Bewildered by this talk of the year 1776, which Hudson’s tone seemed to indicate had been fairly recent, Darcy peered through slitted eyes at his gold wristwatch, which seemed to fascinate these people. Then he covertly scanned the bedroom again, searching for electrical outlets or fixtures, or some other sign of modern times, but could find none. He quickly resumed his unconscious act as footsteps approached the bed.

Edward Austen stopped at the footboard and leaned over for a better look at his helpless guest. “American or not,” he told Hudson, “this fellow Fitzwilliam Darcy is a wealthy and powerful man. And he shall receive nothing but the most considerate treatment at my hands.”

“Commendable, sir,” the doctor harrumphed. “Quite good of you.”

“I should like to move the man to larger, more comfortable accommodations at my manor house as soon as possible,” Edward suggested.

Mr. Hudson frowned at that. “Considering the gentleman’s present state of unconsciousness, I would prefer to wait and see how he fares through the night,” he said.

The physician cast a glance at Jane and Cassandra, who were still hovering near the door. “That is, of course,” he told Edward, “if your sisters do not object to his remaining here until he may be safely moved.”

Without waiting for Edward’s reply, Jane stepped forward. “Certainly we could entertain no thought of turning out a rich and powerful gentleman,” she said, smiling at her brother, “especially one who might possibly become a favored client of our dear brother’s new bank.”

Jane turned to Cassandra for affirmation of her statement. “Could we, Cass?”

Cassandra smiled and shook her head. “Certainly not,” she replied. “Poor Mr. Darcy shall be welcome in our home for as long as need be.”

“Then it is settled,” Jane told the two men. “Cassandra and I will watch over our American guest with the greatest of care.”

“Splendid!” said Mr. Hudson. “I shall come and see him morning and evening until he is better. And of course you must send for me at any hour if his condition changes for the worse.”

Digging into his worn leather satchel, Hudson pressed a small vial into Jane’s hand. “Give him this draught in a little wine if he grows agitated, but just a little, mind, for it is very powerful.”

“We shall take care,” said Jane, closing her palm on the vial of alcohol laced with opium.

“I am exceedingly obliged to you, Mr.

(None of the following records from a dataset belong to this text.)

PR #146, opened 2022-08-10
Remove Python 3.10 support

s1ck:
We can not support Python 3.10 since the Neo4j Bolt driver does not support 3.10 and we heavily rely on it. The problem surfaced when using encrypted connections to the server where we ran into https://peps.python.org/pep-0644/

### DIFF
--- a/tox.ini
+++ b/tox.ini
@@ -1,7 +1,5 @@
 [tox]
-envlist =
-	py{37,38,39}-pyarrow{4,5,6,7,8}-{standard,encrypted},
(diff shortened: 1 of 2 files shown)


tox.ini
```diff
@@ -1,7 +1,5 @@
 [tox]
-envlist =
```
adamnsch, line 2: Faster testing :tada:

Hudson.” Edward escorted the elderly doctor to the bedroom door and slipped a gold sovereign into his hand.

“Your servant, sir.” With a broad smile at the unexpectedly large fee, Hudson bowed deeply from the waist and took his leave.

When the doctor had gone Edward kissed Jane on the cheek. “Dear Jane, you are, as always, all kindness and understanding,” he effused.

Turning, he gave Cassandra a kiss as well. “And having a handsome and wealthy invalid to attend may not be without its compensations, eh Cassandra?” he teased.

Cassandra, whose temperament Edward believed tended exclusively toward somberness and melancholy, reacted predictably to his affectionate jibe. “Brother, the way you speak!” she exclaimed, blushing deeply. “Until he is strong enough to be moved we shall look after poor Mr. Darcy with no motives beyond our duty as good Christians.”

Moving to the window, Cassandra pointed down to the front garden where Lord Nelson was tied to the gate, calmly munching on a bunch of daisies. “Pray do however take the gentleman’s horse away to your stables,” she entreated, “before the beast consumes everything in our garden.”

Edward looked out the window at the black horse. “Yes, yes, of course I shall,” he laughed. “My word! What a splendid creature it is.”


Late that night, long after Darcy had fallen into an exhausted sleep, Jane sat at her mirrored vanity table by the fireplace. Removing a sheet of paper from the center drawer, she dipped her pen in the inkpot and began to write, as was her usual occupation each evening.

Hardly had she begun, however, when she was disturbed by the sound of a low murmuring from the bed behind her.

Picking up the single candle by which she worked, Jane got softly to her feet and walked over to look down at Darcy. She saw his lips moving, as if he was speaking, and as she leaned closer she heard him giving orders to some unseen employee.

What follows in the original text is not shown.